And she did have the hots for Kreitman, or at least would have had the hots for Kreitman had her hots not called out his hots – oh, God, those, his dreaded inflexible stage-managing, his iron-grip ritualising, this way not that way, say this but not that, beg for me, deny me, open yourself, close yourself, cheap whore it, expensive mistress it, hurt me, hurt me more, ensnaring her in coarseness, defiling her with smut, before away they went again, labouring and moaning, spinning centrifugally, lost in their separate immensities. After which, as predictable as dance steps, her dark forebodings – ‘He’s wanking into me,’ she thought, ‘he’s doing something on his own, I might as well be a bucket’ – followed by his breezy day-to-day devotion, prodigality with his company, anguish at the merest mention of an absence, followed by her line-of-least-resistance conviction that if that wasn’t proof of love then nothing was.
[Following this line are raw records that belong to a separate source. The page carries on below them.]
PR #423, opened 2017-02-27
Remove version lower bound check

matthewloring:


matthewloring:
The engines field in `package.json` serves this purpose now.

PR #426, opened 2017-02-27
Update default logLevel to warn

matthewloring:


matthewloring:
We're going to leave this as is for now. If any users observe problems, they can increase the log level to get information related to missed spans.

She liked him, liked the idea of herself with him, high-principled woman on the arm of high-principled young man, loved it when he called her ‘his girl’, his romping girl, came alive in the role of a companion-wife if not in the role of a harlot-wife, came to think that she was cut out, after all, to do socialising and give dinners – though not in the presence of her mother-in-law – to remember birthdays and have babies, but still she should have fucked him off when she had the chance. Now, a score or more years on, she could not remember when she first discovered that his desolation on the platform of every railway station in London did not stop him sleeping with another woman as soon as he could find one, ‘as soon as’ meaning within the hour sometimes, within the half, should another train luckily disgorge someone of the same mind. He was as broken-hearted as a man could be for fifteen minutes, then he wasn’t. It was as subtle, morally, as that. As subtle as one dog sniffing after another. Was he looking for succour, for consolation, a replacement only while she was away, because she was away? Frankly, she didn’t give a damn. He had tried to flatter her with that one, when first caught out: No, no, no, not what it looked, nothing like what it looked, in truth he was merely dipping into the general pool of her sex made fragrant by her dear self, and therefore – didn’t she see? – only gazing after temporary reflections of her. Loving her made him alive to all women. The only men who didn’t love all women were those who were not lucky enough to love one. She flooded him with vitality, energised him, replenished what she took, made him feel as powerful as a god. Should it be any surprise, then, that he acted like a god? Looked down out of his lordly superfluity and plucked whatever took his fancy? As for what it meant: nothing. Passing fancy, that was all. There was only her … she must believe him, her alone, and her reflections …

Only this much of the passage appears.